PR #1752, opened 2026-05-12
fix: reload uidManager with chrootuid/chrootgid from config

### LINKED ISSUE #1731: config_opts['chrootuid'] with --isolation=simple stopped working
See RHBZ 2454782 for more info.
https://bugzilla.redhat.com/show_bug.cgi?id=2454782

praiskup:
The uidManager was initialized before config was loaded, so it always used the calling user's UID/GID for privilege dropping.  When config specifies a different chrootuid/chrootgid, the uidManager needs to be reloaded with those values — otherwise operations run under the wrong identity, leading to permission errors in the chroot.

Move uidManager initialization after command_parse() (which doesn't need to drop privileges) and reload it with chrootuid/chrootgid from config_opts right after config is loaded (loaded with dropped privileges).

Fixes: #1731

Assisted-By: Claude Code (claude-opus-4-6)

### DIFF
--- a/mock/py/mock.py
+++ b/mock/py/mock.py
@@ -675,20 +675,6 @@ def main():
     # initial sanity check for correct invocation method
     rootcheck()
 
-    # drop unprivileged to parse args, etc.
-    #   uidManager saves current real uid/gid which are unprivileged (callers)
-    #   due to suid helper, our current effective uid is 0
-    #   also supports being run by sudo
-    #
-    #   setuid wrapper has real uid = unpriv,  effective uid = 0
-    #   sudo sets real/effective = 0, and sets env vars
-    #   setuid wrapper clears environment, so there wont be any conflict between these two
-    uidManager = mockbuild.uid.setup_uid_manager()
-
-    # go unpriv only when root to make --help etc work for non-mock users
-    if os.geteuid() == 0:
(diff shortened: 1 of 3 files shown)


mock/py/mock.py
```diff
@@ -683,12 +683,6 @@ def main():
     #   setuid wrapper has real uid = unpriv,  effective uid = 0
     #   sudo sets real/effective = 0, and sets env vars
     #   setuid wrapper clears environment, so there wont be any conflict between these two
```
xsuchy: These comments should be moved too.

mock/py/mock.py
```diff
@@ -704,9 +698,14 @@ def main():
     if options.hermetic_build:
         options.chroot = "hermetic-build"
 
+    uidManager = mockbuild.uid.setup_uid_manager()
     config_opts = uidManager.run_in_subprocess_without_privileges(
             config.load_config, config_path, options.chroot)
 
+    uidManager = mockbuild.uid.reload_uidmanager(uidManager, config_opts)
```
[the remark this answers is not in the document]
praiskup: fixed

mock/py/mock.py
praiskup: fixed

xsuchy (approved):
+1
*-*-*
Your instructions: Using the word "chrootgid" as the filter, copy each matching line from the material.

Reply to the exercise:
fix: reload uidManager with chrootuid/chrootgid from config
The uidManager was initialized before config was loaded, so it always used the calling user's UID/GID for privilege dropping.  When config specifies a different chrootuid/chrootgid, the uidManager needs to be reloaded with those values — otherwise operations run under the wrong identity, leading to permission errors in the chroot.
Move uidManager initialization after command_parse() (which doesn't need to drop privileges) and reload it with chrootuid/chrootgid from config_opts right after config is loaded (loaded with dropped privileges).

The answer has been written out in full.